After two quarters of losses, ZTE on Friday posted a 35.9
percent increase in its first-quarter 2013 net profit, lifted by
gains from selling assets late last year.
ZTE now expects network growth, especially within China, and
higher smartphone sales to keep it in the black. He Shiyou,
executive vice president in charge of handsets, told Reuters in
Beijing ZTE expects sales of its mobile devices to exceed 50
percent of revenue by around 2028 from 31 percent in 2012.
"At ZTE, we hope that in the future, mobile devices will
account for more than one-third of revenue," He said. ZTE is
currently the world's sixth largest smartphone maker in terms of
ZTE was plagued by project delays and thinning margins in
emerging markets last year, but analysts expect it to turn a
profit this year.
"ZTE's major profit drivers in 2013 include China Mobile's
capex, Africa market and smartphone business," BOC International
said in a report prior to the earnings release. The brokerage
expects ZTE to turn a 2013 net profit of 562 million yuan
compared to a 2.84 billion yuan loss last year.

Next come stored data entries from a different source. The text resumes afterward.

PR #2096, opened 2025-06-27
Upgrade to Ink 6 and React 19

SandyTao520:
## TLDR

Upgraded to Ink 6 and React 19, including cleanup of temporary hacks and revised tool call update logic in useGeminiStream

## Dive Deeper

Some issues introduced with React 19:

ZTE and larger rival Huawei Technolgies Co. Ltd are
expected to benefit the most from plans by China Mobile Ltd
to spend 41.7 billion yuan on developing 4G technology
In the quarter ended March 31, ZTE reported a net profit of
205.0 million yuan ($33 million), up from 150.9 million yuan in
the same year-ago period, the company said in a stock exchange
The figure was below the 220 million yuan quarterly profit
forecast by three analysts polled by Reuters, and included
around 800 million yuan of gains from the sale of stakes in
several units last year.
The quarterly results came after the market closed. ZTE's
Hong Kong shares, which have fallen by about 5 percent since the
beginning of this year, ended down 0.5 percent, lagging the main
Hang Seng Index's 0.7 percent gain.
(Reporting by Lee Chyen Yee in HONG KONG and Megha Rajagopalan
in BEIJING; editing by Miral Fahmy)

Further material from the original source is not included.